→ **Working data**:
PR #707, opened 2024-06-28
refactor: sync using new application crd endpoint

kamiiiel:
see: https://gravitee.atlassian.net/browse/GKO-276

### DIFF
--- a/api/model/application/application.go
+++ b/api/model/application/application.go
@@ -16,7 +16,7 @@
 package application
 
 // +kubebuilder:validation:Enum=SHARED;EXCLUSIVE;UNSPECIFIED;
-type KeyMode string
+type AppKeyMode string
 
 type SimpleSettings struct {
 	// Application Type
@@ -76,7 +76,7 @@ type Application struct {
 	// Application Description
 	Description string `json:"description,omitempty"`
 	// Application Type
-	ApplicationType string `json:"type,omitempty"`
+	Type string `json:"type,omitempty"`
 	// The ClientId identifying the application. This field is required when subscribing to an OAUTH2 / JWT plan.
 	ClientId string `json:"clientId,omitempty"`
 	// List of application Redirect Uris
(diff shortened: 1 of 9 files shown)


api/model/application/application.go
```diff
@@ -99,11 +99,16 @@ type Application struct {
...
 	// Application settings
-	Settings *Setting `json:"settings,omitempty"`
+	// +kubebuilder:validation:Required
+	Settings *Setting `json:"settings"`
 	// The API key mode to use. If shared, the application will reuse the same API key across various subscriptions.
-	AppKeyMode *KeyMode `json:"app_key_mode,omitempty"`
+	AppKeyMode *AppKeyMode `json:"app_key_mode,omitempty"`
 	// Should membership notifications be disabled or not ?
 	DisableMembershipNotifications bool `json:"disable_membership_notifications,omitempty"`
+	// If the app is ACTIVE or ARCHIVED.
```
a-cordier, line 108: actually ARCHIVED only stands for deleted app. I wonder if it should even be there ... WDYT ?

internal/apim/service/applications.go
```diff
@@ -81,23 +83,15 @@ func (svc *Applications) GetMetadataByApplicationID(appId string) (*[]model.Appl
 	return application, nil
 }
 
-func (svc *Applications) CreateUpdate(method string, spec *application.Application) (*model.Application, error) {
-	url := svc.EnvV1Target(applicationsPath)
-	if spec.ID != "" {
-		url = svc.EnvV1Target(applicationsPath).WithPath(spec.ID)
-	}
+func (svc *Applications) CreateUpdate(spec *application.Application) (*v1alpha1.ApplicationStatus, error) {
```
a-cordier, line 86: maybe we could rename this to `CreateOrUpdate` WDYT ?

a-cordier (approved):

→ **What is required**: Could you reproduce every record exactly as shown above?

→ **Answer to the problem**:
PR #707, opened 2024-06-28
refactor: sync using new application crd endpoint

kamiiiel:
see: https://gravitee.atlassian.net/browse/GKO-276

### DIFF
--- a/api/model/application/application.go
+++ b/api/model/application/application.go
@@ -16,7 +16,7 @@
 package application
 
 // +kubebuilder:validation:Enum=SHARED;EXCLUSIVE;UNSPECIFIED;
-type KeyMode string
+type AppKeyMode string
 
 type SimpleSettings struct {
 	// Application Type
@@ -76,7 +76,7 @@ type Application struct {
 	// Application Description
 	Description string `json:"description,omitempty"`
 	// Application Type
-	ApplicationType string `json:"type,omitempty"`
+	Type string `json:"type,omitempty"`
 	// The ClientId identifying the application. This field is required when subscribing to an OAUTH2 / JWT plan.
 	ClientId string `json:"clientId,omitempty"`
 	// List of application Redirect Uris
(diff shortened: 1 of 9 files shown)


api/model/application/application.go
```diff
@@ -99,11 +99,16 @@ type Application struct {
...
 	// Application settings
-	Settings *Setting `json:"settings,omitempty"`
+	// +kubebuilder:validation:Required
+	Settings *Setting `json:"settings"`
 	// The API key mode to use. If shared, the application will reuse the same API key across various subscriptions.
-	AppKeyMode *KeyMode `json:"app_key_mode,omitempty"`
+	AppKeyMode *AppKeyMode `json:"app_key_mode,omitempty"`
 	// Should membership notifications be disabled or not ?
 	DisableMembershipNotifications bool `json:"disable_membership_notifications,omitempty"`
+	// If the app is ACTIVE or ARCHIVED.
```
a-cordier, line 108: actually ARCHIVED only stands for deleted app. I wonder if it should even be there ... WDYT ?

internal/apim/service/applications.go
```diff
@@ -81,23 +83,15 @@ func (svc *Applications) GetMetadataByApplicationID(appId string) (*[]model.Appl
 	return application, nil
 }
 
-func (svc *Applications) CreateUpdate(method string, spec *application.Application) (*model.Application, error) {
-	url := svc.EnvV1Target(applicationsPath)
-	if spec.ID != "" {
-		url = svc.EnvV1Target(applicationsPath).WithPath(spec.ID)
-	}
+func (svc *Applications) CreateUpdate(spec *application.Application) (*v1alpha1.ApplicationStatus, error) {
```
a-cordier, line 86: maybe we could rename this to `CreateOrUpdate` WDYT ?

a-cordier (approved):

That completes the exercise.